In in vivo systems, the in situ generated Sn-2 monoglycerides are solubilised by bile salts from the interface of water/oil drops and transported across the brush border cells of the gastro-intestinal system. This delivery mechanism provides a reestablishment of the solubility capacity of bile salts and a high yield of fat absorption. This process does not occur in the adopted gastro-intestinal system and therefore bile salt remains saturated with Sn-2 monoglycerides. Therefore, the accumulation of this reaction product at the interface controls the lipolysis. It has been reported that at least during the initial stages of fat digestion, the rate of lipolysis significantly exceeds the capacity to incorporate the resulting fatty acids and monoglycerides into mixed bile salt micelles49. Therefore these polar lipids accumulate at their site of origin, the oil–water interface, a self-regulation mechanism. Consequently, the high efficiency of fat digestion in in vivo systems is attributed to the transport mechanisms of interfacially active molecules from the interface of water/oil drops and further delivery of these molecules at the brush border cells. Any mechanism that affects bile salt solubility (e.g., ionic strength) should then affect the extension of fat digestion due to accumulation of non-cleavable interfacially active molecules at the water/oil interface.

Concluding Remarks

The effect of interfacial active molecules on the digestion of fat was studied in a model gastro-intestinal system. We show that gastric lipolysis is very sensitive to the presence of surfactants and that lipolysis of triglycerides is decreased in the presence of Sn-2 MC16, BLG, or LysoPC. This effect is attributed to substrate interfacial depletion by the more amphiphilic molecules. Our adopted mathematical model confirms that TC8 is replaced from the interface at low concentrations of monoglyceride.

In the duodenum, the hydrolysis and solubilization of amphiphiles into bile salt micelles boosts lipolysis of triglycerides. This phenomenon is most likely crucial for lipase substrate accessibility and further extension of triglyceride hydrolysis. Interestingly enough, Sn-2 monopalmitin was shown to have a regulatory effect of lipolysis even in the presence of bile.

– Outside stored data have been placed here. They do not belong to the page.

Issue #322, opened 2024-08-14
Support single/multi partition routing modes


rkrishn7:
Relates to #150 

Currently, the default and only supported routing mode for partitioned producers appears to be round robin. We should support single/multi partition routing modes as well.

More info: https://pulsar.apache.org/docs/3.3.x/concepts-messaging/#routing-modes

PR #366, opened 2025-10-06
feat: Updating producer to configure RoutingPolicy - adding partition_key as the default for Round Robin if set

kaustubh-garimella-genius:
Should address: https://github.com/streamnative/pulsar-rs/issues/322

https://pulsar.apache.org/docs/next/client-libraries-producers/#choose-partitions-when-using-a-key

Copying the behavior in the Java Client, where the producer takes in a configuration for a RoutingPolicy (RoundRobin, Single or Custom) for publishing to a partitioned topic. 

Non breaking behavior since if you don't specify a routing policy, it will automtically be Round Robin. Similarly to the Java Client, if you explicitly have a partition_key set in your message, it will deterministically hash the key and route to a partition that way

### DIFF
--- a/Cargo.toml
+++ b/Cargo.toml
@@ -18,18 +18,28 @@ keywords = ["pulsar", "api", "client"]
 [dependencies]
 async-channel = "^2.3.1"
 async-trait = "^0.1.88"
-async-std = { version = "^1.13.1", features = ["attributes", "unstable"], optional = true }
+async-std = { version = "^1.13.1", features = [
+    "attributes",
+    "unstable",
+], optional = true }
 async-native-tls = { version = "^0.5.0", optional = true }
 asynchronous-codec = { version = "^0.7.0", optional = true }
 bytes = "^1.9.0"
-chrono = { version = "^0.4.41", default-features = false, features = ["clock", "std"] }
+chrono = { version = "^0.4.41", default-features = false, features = [
+    "clock",
+    "std",
+] }
 crc = "^3.3.0"
 data-url = { version = "^0.3.1", optional = true }
 flate2 = { version = "^1.1.1", optional = true }
 futures = "^0.3.31"
-futures-rustls = { version = "^0.26.0", default-features = false, features = ["tls12", "logging"], optional = true } # replacement of crate async-rustls (also a fork of tokio-rustls)
+futures-rustls = { version = "^0.26.0", default-features = false, features = [
+    "tls12",
+    "logging",
+], optional = true } # replacement of crate async-rustls (also a fork of tokio-rustls)
 log = "^0.4.27"
 lz4 = { version = "^1.28.0", optional = true }
+murmur3 = "0.5"
 native-tls = { version = "^0.2.12", optional = true }
 nom = { version = "^7.1.3", default-features = false, features = ["alloc"] }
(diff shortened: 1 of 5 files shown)


Cargo.toml
```diff
@@ -18,18 +18,28 @@ keywords = ["pulsar", "api", "client"]
...
+] }
 crc = "^3.3.0"
 data-url = { version = "^0.3.1", optional = true }
 flate2 = { version = "^1.1.1", optional = true }
 futures = "^0.3.31"
-futures-rustls = { version = "^0.26.0", default-features = false, features = ["tls12", "logging"], optional = true } # replacement of crate async-rustls (also a fork of tokio-rustls)
+futures-rustls = { version = "^0.26.0", default-features = false, features = [
+    "tls12",
+    "logging",
+], optional = true } # replacement of crate async-rustls (also a fork of tokio-rustls)
```
BewareMyPower: Please revert unnecessary format changes on `Cargo.toml`, which would be unclear for the actual dependency changes.

kaustubh-garimella-genius: Updated 👍

kaustubh-garimella-genius:
@BewareMyPower when you get a chance,  please take another look. Updated with some additional tests and slightly changed the behavior to work with a stable vec of producers.

kaustubh-garimella-genius:
Fixed the round robin unit test

src/routing_policy.rs
```diff
@@ -0,0 +1,79 @@
...
+
+use murmur3::murmur3_32;
+
+use crate::producer::Message;
+
+#[derive(Clone, Default)]
+pub enum RoutingPolicy {
+    #[default]
+    RoundRobin,
+    Single(usize),
```
BewareMyPower: This strategy is different from other clients. The index should be generated once rather than provided by the application side. Because the application cannot know the actual number of partitions in advance, the index could exceed the actual number of partitions

BewareMyPower (changes requested):

src/producer.rs
```diff
@@ -1535,4 +1563,173 @@ mod tests {
...
+                pulsar.clone(),
+                addr.clone(),
+                format!("{}-{}", topic.clone(), i),
+                Some(i.to_string()),
+                options.clone(),
+            )
+            .await
+            .unwrap();
+            producers.push(producer);
+        }
```
BewareMyPower: It's better to leverage the REST API to create a partitioned topic. See example here: https://github.com/streamnative/pulsar-rs/blob/d1f18e6ef8dbd1bc30a82bafc9875d842e27dcf6/src/lib.rs#L816

https://pulsar.apache.org/docs/next/admin-api-topics/#create-1

Then you won't need to create the `PartitionedProducer` directly for tests, whose visibility is only within the crate.

src/routing_policy.rs
kaustubh-garimella-genius: 👍 Updated to be generated once

src/producer.rs
kaustubh-garimella-genius: Makes sense, was trying to isolate to just that behavior but refactored to use admin api to generate partitioned topic

BewareMyPower (approved):

BewareMyPower:
Please fix lint error

BewareMyPower (approved):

From our results, it is reasonable to conclude that the accumulation of highly interfacial active molecules in the lumen of the gastro-intestinal tract (e.g., due to problems of absorption), have a regulatory effect on the lipolysis. We anticipate that our findings provide a new approach for the control of fat metabolism which is central to health threats like obesity and diabetes mellitus II50 and important for the regulation of energy metabolism in general51.